The scale of CoH:ToV is also smaller than that of similar games built on similar game engines. One each of the single- and multiplayer campaigns has the player commanding only a single tank. These campaigns are actually quite fun as being able to focus on commanding and leveling up with new abilities a single unit is a nice break. New for this expansion is the ability to manually aim the tank’s gun, but since the player can’t also manually drive the tank, he will probably end up letting the AI do the shooting as well.

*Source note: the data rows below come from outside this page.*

Issue #7673, opened 2022-10-31
[Feature Request] Prevent losing selection when clicking empty space when Ctrl is pressed


pathfinder555:
### Is there an existing request for this?

- [X] I have searched the existing requests

### Forums discussion

https://forum.freecadweb.org/viewtopic.php?f=8&t=73056
https://forum.freecadweb.org/viewtopic.php?f=8&t=72435

### Subproject(s) affected?

Other (specify in description)

### Idea description

When selecting features in the main view, while keeping Ctrl pressed, accidentally clicking empty space instead of a feature shouldn't make you lose your selection.

### Code of Conduct

- [X] I agree to follow this project's Code of Conduct

chennes:
Closed by https://github.com/FreeCAD/FreeCAD/pull/7699 -- thanks to @PaddleStroke for coding this up.

PR #7699, opened 2022-11-04
Base: + Sketcher: disable geometry deselection when user holds Ctrl.

PaddleStroke:
This is solving the deselection problem for sketcher and for general 3D view.

https://github.com/FreeCAD/FreeCAD/issues/7673
https://forum.freecadweb.org/viewtopic.php?f=8&t=73056
https://forum.freecadweb.org/viewtopic.php?f=8&t=72435

---

### DIFF
--- a/src/Gui/NavigationStyle.cpp
+++ b/src/Gui/NavigationStyle.cpp
@@ -1479,8 +1479,10 @@ SbBool NavigationStyle::processEvent(const SoEvent * const ev)
     // check for left click without selecting something
     if ((curmode == NavigationStyle::SELECTION || curmode == NavigationStyle::IDLE)
             && !processed) {
-        if (SoMouseButtonEvent::isButtonReleaseEvent(ev,SoMouseButtonEvent::BUTTON1))
-            Gui::Selection().clearSelection();
+        if (SoMouseButtonEvent::isButtonReleaseEvent(ev, SoMouseButtonEvent::BUTTON1)) {
+            if (!(QApplication::keyboardModifiers() == Qt::ControlModifier))
+                Gui::Selection().clearSelection();
+        }
     }
 
     return processed;
--- a/src/Mod/Sketcher/Gui/ViewProviderSketch.cpp
+++ b/src/Mod/Sketcher/Gui/ViewProviderSketch.cpp
@@ -889,9 +889,10 @@ bool ViewProviderSketch::mouseButtonPressed(int Button, bool pressed, const SbVe
                     }
                     Mode = STATUS_NONE;
                     return true;
-                case STATUS_SKETCH_StartRubberBand: // a single click happened, so clear selection
+                case STATUS_SKETCH_StartRubberBand: // a single click happened, so clear selection unless user hold control.
+                    if (!(QApplication::keyboardModifiers() == Qt::ControlModifier))
+                        Gui::Selection().clearSelection();
                     Mode = STATUS_NONE;
-                    Gui::Selection().clearSelection();
                     return true;
                 case STATUS_SKETCH_UseRubberBand:
                     doBoxSelection(DoubleClick::prvCursorPos, cursorPos, viewer);


freecadci:
<a href="https://gitlab.com/freecad/FreeCAD-CI/-/commits/PR_7699">pipeline status</a> for feature branch [PR_7699](https://gitlab.com/freecad/FreeCAD-CI/-/commits/PR_7699). Pipeline [685489225](https://gitlab.com/freecad/FreeCAD-CI/-/pipelines/685489225) was triggered at [3b950a1](https://github.com/FreeCAD/FreeCAD/pull/7699/commits/3b950a10cd21e5eb49ee55ea1e252b5e2589f796). All CI [branches](https://gitlab.com/freecad/FreeCAD-CI/-/branches/all) and [pipelines](https://gitlab.com/freecad/FreeCAD-CI/-/pipelines?scope=branches).

freecadci:
<a href="https://gitlab.com/freecad/FreeCAD-CI/-/commits/PR_7699">pipeline status</a> for feature branch [PR_7699](https://gitlab.com/freecad/FreeCAD-CI/-/commits/PR_7699). Pipeline [685640843](https://gitlab.com/freecad/FreeCAD-CI/-/pipelines/685640843) was triggered at [9795999](https://github.com/FreeCAD/FreeCAD/pull/7699/commits/9795999a9ce73b0fdfbbccc053ad428c661378f3). All CI [branches](https://gitlab.com/freecad/FreeCAD-CI/-/branches/all) and [pipelines](https://gitlab.com/freecad/FreeCAD-CI/-/pipelines?scope=branches).

chennes:
Thanks for the quick PR -- looks great, nice improvement to the behavior.

PaddleStroke:
Thanks for looking into it ! :)

src/Gui/NavigationStyle.cpp
```diff
@@ -1479,8 +1479,10 @@ SbBool NavigationStyle::processEvent(const SoEvent * const ev)
     // check for left click without selecting something
     if ((curmode == NavigationStyle::SELECTION || curmode == NavigationStyle::IDLE)
             && !processed) {
-        if (SoMouseButtonEvent::isButtonReleaseEvent(ev,SoMouseButtonEvent::BUTTON1))
-            Gui::Selection().clearSelection();
+        if (SoMouseButtonEvent::isButtonReleaseEvent(ev, SoMouseButtonEvent::BUTTON1)) {
+            if (!(QApplication::keyboardModifiers() == Qt::ControlModifier))
```
wwmayer, line 1483: @PaddleStroke I think this is the wrong check. If you additionally press another key like Shift or Alt then it still clears the selection. Btw you can also use Inventor API: `if (!ev->wasCtrlDown())`

src/Mod/Sketcher/Gui/ViewProviderSketch.cpp
```diff
@@ -889,9 +889,10 @@ bool ViewProviderSketch::mouseButtonPressed(int Button, bool pressed, const SbVe
                     }
                     Mode = STATUS_NONE;
                     return true;
-                case STATUS_SKETCH_StartRubberBand: // a single click happened, so clear selection
+                case STATUS_SKETCH_StartRubberBand: // a single click happened, so clear selection unless user hold control.
+                    if (!(QApplication::keyboardModifiers() == Qt::ControlModifier))
```
wwmayer, line 893: @PaddleStroke This suffers from the same problem but the Inventor API can't be used here. So, the check should be: `if (!(QApplication::keyboardModifiers() & Qt::ControlModifier))`

PaddleStroke:
Thanks for the comments.
Why using inventor API rather than the same at both places?
Do you want me to open a PR for that or do you want to commit directly to
fix it?

wwmayer:
> Why using inventor API rather than the same at both places?

Actually, in all places when we have an SoEvent we use the methods this class provides and avoid to mix two APIs too much.

The next thing is that the signature of `mouseButtonPressed(int Button, bool pressed, const SbVec2s &cursorPos, const Gui::View3DInventorViewer *viewer)` is a design flaw which leads to the use of magic numbers (e.g. for Button) and it suppresses some extra information that might be needed here and there.
So, long story short: at some point this must be cleaned-up and an SoMouseEvent should be directly passed. Then one could consistently use the Inventor API in the implementations of the sub-classes.

> Do you want me to open a PR for that or do you want to commit directly to fix it?

If you agree that the code should be adjusted I can do it directly.

PaddleStroke:
Got it.
Yes of course please go ahead.

wwmayer:
d119c1c7a5

src/Gui/NavigationStyle.cpp
0penBrain: Seconds @wwmayer here using Inventor API for code consistency.
Also the 2 'if' can be joigned together with `&&` for clarity.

As well as this engine tweek, there are also some new units in the game, but they are added in as replacements for existing units, so the net amount of units doesn’t change. For instance, the German Schwimmwagen replaces the German motorcycle units. It’s actually one of the most useful units in the game because it can back up. Overall, players who have never played CoH are better off starting with the original game. Players who own CoH will have to decide if the price is worth the new elements.

For players who find themselves taking World War II in general, and the Soviet parts of it in particular, too seriously, Mezmer Games has an answer. No need to worry about historical accuracy or if the maps model the right battlefields in their stress-relieving RTS game for the PC, Stalin vs. Martians. Set in the WWII time period, as much as it is set anywhere, this digital download game pits the Soviet forces against the menagerie of the invading Martians.

There is clear homage to Mel Brooks in this game as the promotional campaign spends as much ink on the score and the alleged dancing of Stalin as it does on the game play, but the game does have 12 missions. The RTS is arcade style with power-ups instead of leveling and reinforcements that come fast and furious. It’s not giving anything away to say that the ultimate unit is a giant Stalin himself. Either this sort of thing works for you or it doesn’t, but for those who enjoy a little silly now and then, SvM is as silly as it comes.